David Attenborough described the freezing and melting of sea ice as the largest seasonal cycle on the planet. Nearly 16 million square kilometres of sea ice grows and subsequently melts each year in the seas surrounding Antarctica. So the winter sea ice cover is about 13 times larger than South Africa! This growth in sea ice cover effectively doubles the size of the Antarctic continent each winter, but despite its vast extent, Antarctic sea ice forms only a thin veneer on the ocean surface, less than 1 m thick on average.
Sea ice is frozen seawater that forms on the ocean surface in winter when seawater cools below approximately -1.8 degrees Celcius. It forms at both poles during their respective winter seasons; the maximum extent is during March in the Arctic and during September in the Southern Ocean. If temperatures remain cool, then the ice does not melt (multi-year ice); otherwise, the sea ice melts in spring/summer to grow again in winter (seasonal ice). Antarctic sea ice is mostly seasonal.

Sea ice is a critical component of the climate system, affecting global climate dynamics through its interplay with planetary albedo, atmospheric circulation, ocean productivity and the thermohaline circulation. It plays a crucial role in mediating exchange between the atmosphere and the ocean and therefore understanding its seasonal cycle and being able to model this phenomenon is of broad interest.
Since the late 1970s, satellites have regularly monitored sea ice properties, and we now have a 40-year record of changes in sea ice concentration and extent. Sea ice concentration is the fraction (or percentage) of sea ice coverage. Sea ice extent is the total area covered by some amount of sea ice (usually 15 %) at a given time, including open water between floes. Compared to the Arctic, where there has been a well-publicised, massive decrease in sea ice extent, there has been a modest increase in Antarctic sea ice cover over the satellite record (1.5 % per decade, 1981–2010). However, this small overall change masks substantial interannual and regional variability and, in recent years, record maximum (2012–2014) and record minimum (2016–2018) extents have been observed. The global trend in sea ice is decreasing and it is hard to imagine in a warming climate that Antarctic sea ice will not decrease in the long-term.

The overall increasing trend in Antarctic sea ice extent is made up of substantial regional changes, and different drivers are dominant for different regions and seasons. There is still no consensus on the main drivers of trends in Antarctic sea ice, but surface winds play a key role, and seasonal timescales and regional scale processes are important. One of the major difficulties is that observations are sparse and the variability is strong. Climate models do not currently capture the observed trends and, for now, remain limited tools to examine the importance of different drivers of sea ice change.

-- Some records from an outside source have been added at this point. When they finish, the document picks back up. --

PR #172, opened 2020-02-28
not-so-quick fix sanity check for outside of PRs

birm:
This follows #171 and should hopefully fix the oversight for non pr-based tests

In doing so, I've made some other travis changes, and I'm not sure if they're desired.

### DIFF
--- a/.travis.yml
+++ b/.travis.yml
@@ -25,9 +25,9 @@ jobs:
       script:
         - sudo apt-get update
         - sudo apt-get install -y --allow-unauthenticated libopenblas-dev liblapack-dev g++ xz-utils
-        - curl $ARMA_URL `curl $ARMA_URL -- | grep '.tar.xz' | sed 's/^.*<a href="\(armadillo-[0-9]*.[0-9]*.[0-9]*.tar.xz\)".*$/\1/' | tail -1` | tar xvJ && cd armadillo*;
-        - mkdir build && cd build && cmake -DCMAKE_CXX_FLAGS="-Werror" -DCMAKE_C_FLAGS="-Werror" .. && make -j2
+        - curl $ARMA_URL -- | grep '.tar.xz' | sed 's/^.*<a href="\(armadillo-[0-9]*.[0-9]*.[0-9]*.tar.xz\)".*$/\1/' | tail -1` | tar xvJ && cd armadillo*;
         - cmake . && make && sudo make install && cd ..
+        - mkdir build && cd build && cmake -DCMAKE_CXX_FLAGS="-Werror" -DCMAKE_C_FLAGS="-Werror" .. && make -j2
     - stage: ctest
       script:
         - CTEST_OUTPUT_ON_FAILURE=1 travis_wait 30 ctest -j2
--- a/.travis.yml
+++ b/.travis.yml
@@ -9,12 +9,12 @@ env:
 
 stages:
   - name: sanity
-    if: env(TRAVIS_PULL_REQUEST) != true AND env(false) = true
+    if: env(TRAVIS_PULL_REQUEST) != false AND env(SANITY_HISTORY) = true
   - name: cmake
     if: env(SANITY_HISTORY) != true
   - name: build
     if: env(SANITY_HISTORY) != true
-  - name: test
+  - name: ctest
     if: env(SANITY_HISTORY) != true
 
 before_install:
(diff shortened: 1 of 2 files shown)


birm:
If someone other than me merges this, please squash!

Stages didn't work how I expected them to.

Anyway, after ruining my fork's master branch (for now), it looks like the sanity check is indeed not checked on master.
https://travis-ci.org/birm/ensmallen/builds/656138653?utm_medium=notification&utm_source=github_status

I'm now trying to see if I can get it to sanity check _after_ the test, but I may/should sleep before then

HISTORY.md
```diff
@@ -3,7 +3,10 @@
 
   * Require new HISTORY.md entry for each PR.
     ([#171](https://github.com/mlpack/ensmallen/pull/171)).
-    
+
+  * Bugfix for HISTORY.md check
+    ([#172](https://github.com/mlpack/ensmallen/pull/171)).
```
zoq: Maybe just add this one to the existing entry: `([#171](https://github.com/mlpack/ensmallen/pull/171),[#172](https://github.com/mlpack/ensmallen/pull/171))` to keep `HISTORY.md` clean.

birm: Good point; thanks!

.travis.yml
```diff
@@ -1,33 +1,36 @@
...
   - cmake . && make && sudo make install && cd ..
-
-install:
   - mkdir build && cd build && cmake -DCMAKE_CXX_FLAGS="-Werror" -DCMAKE_C_FLAGS="-Werror" .. && make -j2
-
-script:
   - CTEST_OUTPUT_ON_FAILURE=1 travis_wait 30 ctest -j2
 
+
+
```
rcurtin: Any particular need to add these empty lines? :)

HISTORY.md
```diff
@@ -2,8 +2,8 @@
 ###### 2020-??-??
 
   * Require new HISTORY.md entry for each PR.
-    ([#171](https://github.com/mlpack/ensmallen/pull/171)).
-    
+    ([#171](https://github.com/mlpack/ensmallen/pull/171), [#172](https://github.com/mlpack/ensmallen/pull/172)).
```
rcurtin: Ah, this is over 80 characters; can you wrap the line? :+1:

coatless:
@birm any reason for the step approach? This seems to infringe on the results of the latest build. 

I thought the goal was to preserve existing tests + add the history check. Changing the `if` statements should be enough. c.f. 

https://github.com/mlpack/ensmallen/pull/171#issuecomment-592116801

rcurtin:
> @birm any reason for the step approach? This seems to infringe on the results of the latest build.
> 
> I thought the goal was to preserve existing tests + add the history check. Changing the `if` statements should be enough. c.f.
> 
> [#171 (comment)](https://github.com/mlpack/ensmallen/pull/171#issuecomment-592116801)

Ah, yeah, maybe that would be easier to go with (I overlooked that comment, sorry).  Personally there's no preference from my side, I think it's great to see the support either way. :)

birm:
The reasons I decided to use stages were mostly about filtering out the sanity task entirely, and making it clearer that it was a separate kind of thing in contrast to the build & ctest job.
My ulterior motive is that I think this may make it easier/clearer to have travis do other such parallel tasks such as this in the future.
That said, I'm not intensely committed to this concept.

zoq:
I think, if we are going to add more tasks in the future it makes sense, I guess we could put: https://github.com/mlpack/ensmallen/pull/116 in that other stage as well? But @coatless is right, the fix he proposed would fix the issue as well.

coatless:
@birm so, you basically get with filtering:

Screen Shot 2020-02-28 at 4 17 53 PM

Though, I'm confused.... Under this setup, does the `ARMADILLO=latest` build fail if a `HISTORY.md` entry isn't present?

coatless:
For the record, @birm solution is much better for long-term if using Travis. Mine is a very narrow short-term fix.

birm:
@coatless No, it won't fail the job, one stage only does the sanity check, so it it just made it easier to filter by having just two jobs. (I had some unexplained problems with three jobs and stages, but I don't think it's about the number). should I try to change it for readability?

zoq:
Personally, I like the split.

zoq:
@birm @coatless Looks like we missed something: https://github.com/mlpack/ensmallen/pull/174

The Antarctic cycle is characterised by slow growth (7 months) and rapid melt (5 months) and this pattern is seen consistently throughout the satellite record, which is remarkable considering the high regional, seasonal and interannual variability of Antarctic sea ice observed over this period. For all years in the satellite record, there are more “growth days” than “melt days”, even though the interannual variation in mean sea ice extent varies by nearly 3 million square kilometres and the timing of the ice edge advance and its subsequent retreat can vary significantly. Most of the sea ice melts in about 60 days between mid-November and mid-January.
The ability of climate models to capture this regular seasonal cycle is a telling metric on how well a model can represent the system. Climate models do a poor job of representing Antarctic sea ice, do not currently capture the observed trends and, for now, remain limited tools to examine the importance of different drivers of sea ice change. However, on the whole, they tend to capture the pattern and timing, but not the magnitude, of the seasonal cycle.
Fetterer, F., K. Knowles, W. Meier, M. Savoie, and A. K. Windnagel. 2017, updated daily. Sea Ice Index, Version 3. [Antarctica, sea ice concentration hires images]. Boulder, Colorado USA. NSIDC: National Snow and Ice Data Center. doi: https://doi.org/10.7265/N5K072F8. [24 December 2018].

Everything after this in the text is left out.